'Nobody is helping': India's hospitals in COVID crisis

Just hours ago, Manika Goel's mother died of COVID-19. Now, she is sat by her husband's side in a New Delhi hospital - where he is in a critical condition with the virus.

39-year-old Amit is wedged between three other patients in a hospital casualty ward.

One of many in India, the world's second most populous nation, that is totally overwhelmed with patients.

Goel, a software engineer, says she managed to find an oxygen cylinder for her husband.

But doctors say he needs a ventilator - and none can be found.

"He was admitted last night. We brought him at nine o'clock. My mom expired in the morning today because of lack of a ventilator, there was no ventilator, otherwise, she could have survived. Now again, he needs ventilator support. The doctor says we have two days. I have tried, I don't know, thousands of numbers across India - nobody is helping."

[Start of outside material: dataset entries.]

PR #2249, opened 2023-01-24
feat(ras): enable custom contact metadata prefixes

dkoo:
### All Submissions:

Adds a field to the RAS settings page to set the prefix for contact metadata field keys. Defaults to `NP_` which ensures continuity on sites already using RAS.

Screen Shot 2023-01-24 at 4 38 43 PM

Closes 1200550061930446/1203749513702559.

1. On a site with RAS enabled and connected to ActiveCampaign, visit the **Newspack > Engagement > Reader Activation** dashboard. Confirm there's a new "Metadata Field Prefix" field if the the "Synchronize reader to ESP" is enabled, and that it's set to `NP_`.
2. Without making changes, smoke test the field syncing to ensure that it still works with the default behavior: make a donation and ensure that the contact is created in ActiveCampaign with all the Newspack fields prefixed with `NP_`.
3. Update the "Metadata Field Prefix" field to a new string and save.
4. Make a new donation using the same email address as in step 2. Confirm in AC that the contact now has a new set of fields with the prefix you set in step 3 which contain the most updated data, in addition to the `NP_` fields from before. (The old fields will remain to prevent data loss, but will no longer be synced or updated unless you reset the prefix.)
5. Make a new donation in a new session with a different email address. Confirm in AC that the data for this contact is only synced to the fields with the new prefix.

* Note: The new fields will appear in the General Details field group in ActiveCampaign. They can be moved to a different group in the AC dashboard.

### Other information:

### DIFF
--- a/includes/plugins/class-newspack-newsletters.php
+++ b/includes/plugins/class-newspack-newsletters.php
@@ -13,35 +13,9 @@ defined( 'ABSPATH' ) || exit;
  * Main class.
  */
 class Newspack_Newsletters {
-	const METADATA_DATE_FORMAT = 'Y-m-d';
-	const METADATA_PREFIX      = 'NP_';
-
-	/**
-	 * Metadata keys map for Reader Activation.
-	 *
-	 * @var array
-	 */
-	public static $metadata_keys = [
-		'account'              => self::METADATA_PREFIX . 'Account',
-		'registration_date'    => self::METADATA_PREFIX . 'Registration Date',
-		'connected_account'    => self::METADATA_PREFIX . 'Connected Account',
-		'signup_page'          => self::METADATA_PREFIX . 'Signup Page',
-		'signup_page_utm'      => self::METADATA_PREFIX . 'Signup UTM: ',
-		'newsletter_selection' => self::METADATA_PREFIX . 'Newsletter Selection',
-		// Payment-related.
-		'membership_status'    => self::METADATA_PREFIX . 'Membership Status',
-		'payment_page'         => self::METADATA_PREFIX . 'Payment Page',
-		'payment_page_utm'     => self::METADATA_PREFIX . 'Payment UTM: ',
-		'sub_start_date'       => self::METADATA_PREFIX . 'Current Subscription Start Date',
-		'sub_end_date'         => self::METADATA_PREFIX . 'Current Subscription End Date',
-		'billing_cycle'        => self::METADATA_PREFIX . 'Billing Cycle',
-		'recurring_payment'    => self::METADATA_PREFIX . 'Recurring Payment',
-		'last_payment_date'    => self::METADATA_PREFIX . 'Last Payment Date',
-		'last_payment_amount'  => self::METADATA_PREFIX . 'Last Payment Amount',
-		'product_name'         => self::METADATA_PREFIX . 'Product Name',
-		'next_payment_date'    => self::METADATA_PREFIX . 'Next Payment Date',
-		'total_paid'           => self::METADATA_PREFIX . 'Total Paid',
-	];
+	const METADATA_DATE_FORMAT   = 'Y-m-d';
+	const METADATA_PREFIX        = 'NP_';
+	const METADATA_PREFIX_OPTION = '_newspack_metadata_prefix';
 
 	/**
 	 * Initialize hooks and filters.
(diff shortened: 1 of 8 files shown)


includes/plugins/class-newspack-newsletters.php
```diff
@@ -54,6 +28,68 @@ public static function init() {
...
+	 */
+	public static function get_metadata_prefix() {
+		$prefix = \get_option( self::METADATA_PREFIX_OPTION, self::METADATA_PREFIX );
+
+		// Guard against empty strings and falsy values.
+		if ( empty( $prefix ) ) {
+			return self::METADATA_PREFIX;
+		}
+
+		return $prefix;
```
miguelpeixe, line 45: It can be useful to have this filterable.

miguelpeixe (changes requested):

includes/plugins/class-newspack-newsletters.php
```diff
@@ -54,6 +28,68 @@ public static function init() {
...
+			'sub_start_date'       => $metadata_prefix . 'Current Subscription Start Date',
+			'sub_end_date'         => $metadata_prefix . 'Current Subscription End Date',
+			'billing_cycle'        => $metadata_prefix . 'Billing Cycle',
+			'recurring_payment'    => $metadata_prefix . 'Recurring Payment',
+			'last_payment_date'    => $metadata_prefix . 'Last Payment Date',
+			'last_payment_amount'  => $metadata_prefix . 'Last Payment Amount',
+			'product_name'         => $metadata_prefix . 'Product Name',
+			'next_payment_date'    => $metadata_prefix . 'Next Payment Date',
+			'total_paid'           => $metadata_prefix . 'Total Paid',
+		];
```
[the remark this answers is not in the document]
dkoo: That sounds like a good idea—does 3659d6e do what you suggest? Or should the whole field name be filterable too, in your opinion?

includes/plugins/class-newspack-newsletters.php
dkoo: Good idea. Done in 3659d6e!

includes/plugins/class-newspack-newsletters.php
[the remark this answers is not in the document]
miguelpeixe: Not exactly what I had in mind, I was thinking of something like this:

```php
$keys = [
	'account' => 'Account',
];

function get_key( $key ) {
	if ( ! isset( $keys[ $key ] ) ) {
		return false;
	}
	// Prefix could be either here or as an added filter.
	$prefix = get_prefix();
	$key    = $prefix . $keys[ $key ];
	return apply_filters( 'get_key', $key, $key );
}

function function_that_uses_key() {
	$key = get_key( 'account' );
	// Do something with the key.
}
```

This allows a cleaner map of keys and the processing of the key value only occurs when used, which saves some time.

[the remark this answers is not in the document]
dkoo: Thanks for the hint. [7843fa9](https://github.com/Automattic/newspack-plugin/pull/2249/commits/7843fa95e3149f31d71e934916e63db942c551cf) implements your suggestion (with some merge conflict resolution afterward).

includes/plugins/class-newspack-newsletters.php
```diff
@@ -54,6 +56,69 @@ public static function init() {
...
+	 * Update the prefix for synced metadata fields.
+	 *
+	 * @param string $prefix Value to set.
+	 *
+	 * @return boolean True if updated, false otherwise.
+	 */
+	public static function update_metadata_prefix( $prefix ) {
+		if ( empty( $prefix ) ) {
+			$prefix = self::METADATA_PREFIX;
+		}
```
miguelpeixe, line 91: Is it intentional to not allow this value to be an empty string? If I clear the input value and save I get `NP_`.

miguelpeixe (approved):
I pushed in 50fe6fc658a6b31cd0f83087cab8f55a2bd87d53 the necessary changes for this new system to work with the Mailchimp connector as well.

There's only a non-blocking question below.

includes/plugins/class-newspack-newsletters.php
dkoo: Thanks for the changes on the Mailchimp connector!

> Is it intentional to not allow this value to be an empty string? If I clear the input value and save I get `NP_`.

That's intended to provide continuity for all the sites already using RAS. They won't have any option set for the prefix, but the prior code assumed `NP_` is the prefix, so we want to ensure those sites continue to send data to fields with an `NP_` prefix.

That said, it might be overly cautious since the `NP_` prefix is the default value of the `get_option` call. What do you think—should we support an empty prefix here?

miguelpeixe: > That's intended to provide continuity for all the sites already using RAS.

I think a default value can be determined without necessarily disallowing an empty value.

> What do you think—should we support an empty prefix here?

I don't see why not. Although `NP_` is our default, I can imagine a publisher not wanting any prefix at all.

dkoo: Thanks for the discussion—will amend to allow an empty string.

dkoo: Update: We have some [security behavior in place](https://github.com/Automattic/newspack-plugin/blob/master/includes/plugins/class-newspack-newsletters.php#L192) to ensure that a prefix exists in order to avoid accidentally overwriting other fields that might have the same name. For example, some of our unprefixed fields have pretty generic names that are likely to collide, e.g. `Account`. c18f910 retains the non-empty requirement, but adds some help text to the input field explaining that a prefix is required and why.

miguelpeixe (approved):
🙌

dkoo:
Awaiting resolution of https://github.com/Automattic/newspack-newsletters/pull/1070 before merging.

Thousands of Indians have been frantically searching for beds and life-saving oxygen for their sick relatives - even seeking help from social media apps and personal contacts.

Hospital beds that do become available, especially in intensive care units, are snapped up in minutes.

The situation is dire.

The head of ICU at Holy Family Hospital, Dr. Sumit Ray, told Reuters some patients are dying on their way to hospital, because they are going from hospital to hospital, trying to find a bed.

"It is very bad. It is beyond bad actually. It is not a crisis, it is a devastatingly bad situation. That's how I can describe it. It's reached a point where crisis is a very mild word for it. At this point of time, we have patients, we are beyond our capacity in the ICU as you can see. We have put in beds, in stretchers between beds. We have run out of ventilators. We are using anaesthesia machines to ventilate patients. We have patients on the ward who are very sick and ideally should be in an ICU but we have no space for them."

India's total COVID-19 cases surpassed 18 million on Thursday, and the country has repeatedly broken records recently for the number of fatalities in a single day there.

Gravediggers are working around the clock to bury victims.

Hundreds have been cremated in makeshift pyres in parks and parking lots.

Meanwhile, Goel continues to feel helpless - and is worried about what she will tell her eight-year-old son if she has to return home without his father.